Le immagini delle corse, i circuiti, l’atmosfera tipicamente “anni ’70” che permeava da ogni inquadratura: non c’è nulla che venga lasciato al caso, e questo è sempre più raro nel cinema di oggi.

Ricostruzione storica ineccepibile: c’è addirittura la scena in cui Niki Lauda dice “questa macchina è una merda!” ad un nostro simpatico compatriota del quale non farò il nome per evitare “spoiler” (anche se tutti sappiamo di chi si stia parlando, giusto?!).

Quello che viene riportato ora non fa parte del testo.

PR #5784, opened 2024-08-16
chore: update earn info screen

MuckT:
### Description

Updates the `EarnInfoScreen.tsx` to use new text, removes references to gas subsidies, makes app name used in text dynamic based on the branding config and adjusts text padding to match button padding.

### Test plan

- [x] Unit tests updated
- [x] Tested locally on iOS

### Related issues

- Fixes ACT-1336

### Backwards compatibility

Yes

### Network scalability

N/A

### DIFF
--- a/locales/base/translation.json
+++ b/locales/base/translation.json
@@ -2484,17 +2484,17 @@
       "details": {
         "earn": {
           "titleGasSubsidy": "Maximize Earnings without Gas Fees*",
-          "title": "Maximize Earnings",
-          "subtitle": "Earn on your stablecoins and get rewards when you supply a pool.",
+          "title": "Explore and Compare Pools",
+          "subtitle": "Compare earning potential and risks. Swap, buy, or transfer tokens to join the best pool for you.",
           "footnoteSubsidy": "*Gas fees are temporarily covered by Valora"
         },
         "manage": {
           "title": "Manage Directly from Valora",
-          "subtitle": "We’ll take care of the setup so you can manage your position directly from Valora."
+          "subtitle": "We'll auto-connect your wallet so you can manage pools without leaving Valora."
         },
         "access": {
           "title": "Easily Access your Funds",
-          "subtitle": "Collect your funds effortlessly with a single tap. Enjoy the same instant access as you would directly through your favorite protocols."
+          "subtitle": "Collect funds with a tap, just like your favorite protocols."
         }
       },
       "action": {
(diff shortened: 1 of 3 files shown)


src/earn/EarnInfoScreen.tsx
```diff
@@ -76,20 +75,13 @@ export default function EarnInfoScreen() {
         <View style={styles.detailsContainer}>
           <DetailsItem
             icon={<EarnCoins size={ICON_SIZE} color={Colors.black} />}
-            title={
-              isGasSubsidized
```
satish-ravi, line 80: we still support gas subsidy right? Are we no longer going to show that message on this screen?

locales/base/translation.json
```diff
@@ -2484,17 +2484,19 @@
       "details": {
         "earn": {
           "titleGasSubsidy": "Maximize Earnings without Gas Fees*",
-          "title": "Maximize Earnings",
-          "subtitle": "Earn on your stablecoins and get rewards when you supply a pool.",
+          "title": "Explore and Compare Pools",
+          "subtitle": "Compare earning potential and risks. Swap, buy, or transfer tokens to join the best pool for you.",
```
satish-ravi, line 2488: Related to the gas subsidy question, this change would mean that for older versions, with gas subsidy on, we'll still show the `titleGasSubsidy` as title, with this new subtile. Is that intended?

src/earn/EarnInfoScreen.tsx
MuckT: Correct, we are no longer showing the gas subsidy message.

locales/base/translation.json
```diff
@@ -2484,17 +2484,19 @@
...
           "footnoteSubsidy": "*Gas fees are temporarily covered by Valora"
         },
         "manage": {
           "title": "Manage Directly from Valora",
-          "subtitle": "We’ll take care of the setup so you can manage your position directly from Valora."
+          "titleV1_92": "Manage Directly from {{appName}}",
```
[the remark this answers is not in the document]
MuckT: Correct since we're adding a new param appName the new translation key is needed.

locales/base/translation.json
MuckT: Checked with product and they're ok showing the gas subsidy title on old app versions.

finnian0826 (approved):

PR #5792, opened 2024-08-19
chore: adjust text for earn and simplify active pool tap action

MuckT:
### Description

Simplies the multipool card in the Discover Tab.

| iOS No Deposits Before | iOS No Deposits After | iOS With Deposits Before | iOS With Deposits After |
|  |  |  |  |

| Android No Deposits Before | Android No Deposits After | Android With Deposits Before | Android With Deposits After |
|  |  |  |  |

### Test plan

- [x] Tested locally on iOS
- [x] Unit tests updated

### Related issues

- Fixes ACT-1333

### Backwards compatibility

Yes

### Network scalability

N/A


src/earn/EarnActivePools.tsx
```diff
@@ -41,51 +41,34 @@ export default function EarnActivePools() {
     [localCurrencySymbol, totalSuppliedValue]
   )
 
+  function handleTap() {
+    AppAnalytics.track(EarnEvents.earn_active_pools_cta_press, {
```
finnian0826, line 45: Does it make sense to continue using this even since the action will always be "myPools"?

MuckT: Fixed in a1595f5e248e6cddf224e335bf8d7e5c2457e18b!

src/analytics/docs.ts
```diff
@@ -606,7 +606,7 @@ export const eventDocs: Record<AnalyticsEventType, string> = {
   [EarnEvents.earn_withdraw_add_gas_press]: `When the user doesn't have enough for gas and clicks on the button to add gas token`,
   [EarnEvents.earn_info_learn_press]: `When the user taps 'Learn More' on the earn info page`,
   [EarnEvents.earn_info_earn_press]: `When the user taps 'Start Earning' on the earn info page `,
-  [EarnEvents.earn_active_pools_cta_press]: `When the user taps one of the CTAs in the active pools card in the discover tab. The action property denotes the CTA, either myPools or exploreOpenPools`,
+  [EarnEvents.earn_active_pools_cta_press]: `When the user taps one of the CTAs in the active pools card in the discover tab.`,
```
finnian0826, line 609:
```suggestion
  [EarnEvents.earn_active_pools_cta_press]: `When the user taps on the active pools card in the discover tab.`,
```

finnian0826: or maybe we just have a new event? it's not really a cta press anymore it's just active pool card press

MuckT: Fixed in 21174eee2f43974eae2b8ae98569fc42a6a858e6!

src/analytics/docs.ts
```diff
@@ -606,7 +606,7 @@ export const eventDocs: Record<AnalyticsEventType, string> = {
   [EarnEvents.earn_withdraw_add_gas_press]: `When the user doesn't have enough for gas and clicks on the button to add gas token`,
   [EarnEvents.earn_info_learn_press]: `When the user taps 'Learn More' on the earn info page`,
   [EarnEvents.earn_info_earn_press]: `When the user taps 'Start Earning' on the earn info page `,
-  [EarnEvents.earn_active_pools_cta_press]: `When the user taps one of the CTAs in the active pools card in the discover tab. The action property denotes the CTA, either myPools or exploreOpenPools`,
```
finnian0826, line 609: Should this be moved down to the commented out deprecated events? (Not sure if we do that for all events we remove or just some.)

finnian0826 (approved):
One small comment but otherwise lgtm!

src/analytics/docs.ts
MuckT: Added docs in fc89dd8637a7d339c9424e127a484ee140eec1ce!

Un applauso anche al “nostro” Pierfrancesco Favino, nei panni di Clay Regazzoni; io non sapevo chi fosse finché non sono entrata al cinema, ma il mio ragazzo mi dice che è identico al “vero” Regazzoni, e tendo quindi a fidarmi.

Consiglio a chiunque la visione di questo film: non solamente agli appassionati delle corse, cosa che io non sono assolutamente, ma a tutte le persone che in questo periodo si stiano chiedendo “cosa potrei andare a vedere al cinema stasera?”. Andateci, non ve ne pentirete.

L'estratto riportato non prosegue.